PROBLEM DESCRIPTION: Whenever a line in the listing contains "apart", copy that line.

PROVIDED MATERIAL:
──────
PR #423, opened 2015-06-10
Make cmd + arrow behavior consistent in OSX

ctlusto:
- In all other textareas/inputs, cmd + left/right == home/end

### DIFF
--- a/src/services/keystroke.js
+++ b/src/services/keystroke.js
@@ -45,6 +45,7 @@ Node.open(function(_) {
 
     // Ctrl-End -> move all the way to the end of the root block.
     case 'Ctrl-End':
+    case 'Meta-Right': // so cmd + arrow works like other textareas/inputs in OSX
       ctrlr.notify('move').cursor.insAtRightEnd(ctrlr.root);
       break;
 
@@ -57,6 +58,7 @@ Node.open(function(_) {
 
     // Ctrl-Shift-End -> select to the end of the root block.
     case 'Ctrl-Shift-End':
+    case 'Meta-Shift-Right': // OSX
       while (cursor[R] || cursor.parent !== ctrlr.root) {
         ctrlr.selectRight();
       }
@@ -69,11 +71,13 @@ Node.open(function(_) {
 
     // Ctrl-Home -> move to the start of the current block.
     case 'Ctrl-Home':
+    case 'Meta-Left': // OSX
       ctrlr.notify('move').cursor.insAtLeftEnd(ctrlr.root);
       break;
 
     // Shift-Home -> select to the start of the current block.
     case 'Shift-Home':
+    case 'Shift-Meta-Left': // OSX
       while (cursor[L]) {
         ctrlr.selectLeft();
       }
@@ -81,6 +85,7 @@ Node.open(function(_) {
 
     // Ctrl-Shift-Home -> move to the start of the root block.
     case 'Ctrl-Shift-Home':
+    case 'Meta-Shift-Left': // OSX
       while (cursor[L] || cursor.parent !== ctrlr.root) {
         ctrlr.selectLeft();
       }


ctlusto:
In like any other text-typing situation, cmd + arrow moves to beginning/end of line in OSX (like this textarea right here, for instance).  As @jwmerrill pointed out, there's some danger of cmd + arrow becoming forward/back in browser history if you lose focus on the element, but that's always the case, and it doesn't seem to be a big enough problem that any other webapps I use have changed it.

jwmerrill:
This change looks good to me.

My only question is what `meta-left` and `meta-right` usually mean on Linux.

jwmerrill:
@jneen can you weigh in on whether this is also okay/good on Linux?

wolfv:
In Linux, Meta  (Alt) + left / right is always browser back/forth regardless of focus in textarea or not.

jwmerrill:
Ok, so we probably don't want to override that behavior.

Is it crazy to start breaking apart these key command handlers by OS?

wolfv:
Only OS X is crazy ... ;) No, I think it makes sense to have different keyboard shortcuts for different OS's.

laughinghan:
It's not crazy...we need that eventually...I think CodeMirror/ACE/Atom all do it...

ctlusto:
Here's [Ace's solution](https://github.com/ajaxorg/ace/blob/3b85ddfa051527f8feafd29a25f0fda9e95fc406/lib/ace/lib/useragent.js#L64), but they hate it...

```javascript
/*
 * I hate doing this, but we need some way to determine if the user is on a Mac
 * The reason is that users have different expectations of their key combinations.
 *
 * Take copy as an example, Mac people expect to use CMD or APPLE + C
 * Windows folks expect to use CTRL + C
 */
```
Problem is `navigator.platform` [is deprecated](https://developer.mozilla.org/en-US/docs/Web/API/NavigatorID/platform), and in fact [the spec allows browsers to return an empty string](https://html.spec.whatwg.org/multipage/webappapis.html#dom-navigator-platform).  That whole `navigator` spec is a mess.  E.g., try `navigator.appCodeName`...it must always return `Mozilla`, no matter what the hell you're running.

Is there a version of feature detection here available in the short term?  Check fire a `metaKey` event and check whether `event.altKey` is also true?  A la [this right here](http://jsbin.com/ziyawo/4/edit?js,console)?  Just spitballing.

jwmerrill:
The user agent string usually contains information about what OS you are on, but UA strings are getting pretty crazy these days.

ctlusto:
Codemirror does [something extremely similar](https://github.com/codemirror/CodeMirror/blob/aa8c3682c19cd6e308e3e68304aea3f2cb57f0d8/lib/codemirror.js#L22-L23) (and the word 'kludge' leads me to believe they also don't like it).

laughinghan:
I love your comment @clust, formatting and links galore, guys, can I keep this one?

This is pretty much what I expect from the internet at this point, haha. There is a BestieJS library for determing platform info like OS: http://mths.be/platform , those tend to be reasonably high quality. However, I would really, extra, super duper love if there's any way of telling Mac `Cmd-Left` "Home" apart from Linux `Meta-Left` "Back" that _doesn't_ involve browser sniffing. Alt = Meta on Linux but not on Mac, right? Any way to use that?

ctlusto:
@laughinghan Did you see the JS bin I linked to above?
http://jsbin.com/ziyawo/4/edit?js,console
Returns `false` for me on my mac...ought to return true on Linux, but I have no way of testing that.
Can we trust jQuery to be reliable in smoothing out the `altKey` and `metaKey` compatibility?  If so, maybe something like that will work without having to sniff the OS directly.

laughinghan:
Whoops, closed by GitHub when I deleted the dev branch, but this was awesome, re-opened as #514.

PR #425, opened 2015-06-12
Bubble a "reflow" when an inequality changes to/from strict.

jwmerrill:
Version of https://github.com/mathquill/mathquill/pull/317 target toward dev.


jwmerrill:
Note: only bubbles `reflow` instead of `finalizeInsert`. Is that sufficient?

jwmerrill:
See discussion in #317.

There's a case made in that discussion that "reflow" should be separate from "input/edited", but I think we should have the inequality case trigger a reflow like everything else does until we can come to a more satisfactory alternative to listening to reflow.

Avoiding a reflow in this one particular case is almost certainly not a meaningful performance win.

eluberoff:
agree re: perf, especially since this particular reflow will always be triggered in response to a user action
──────
RESPONSE:
Is it crazy to start breaking apart these key command handlers by OS?
This is pretty much what I expect from the internet at this point, haha. There is a BestieJS library for determing platform info like OS: http://mths.be/platform , those tend to be reasonably high quality. However, I would really, extra, super duper love if there's any way of telling Mac `Cmd-Left` "Home" apart from Linux `Meta-Left` "Back" that _doesn't_ involve browser sniffing. Alt = Meta on Linux but not on Mac, right? Any way to use that?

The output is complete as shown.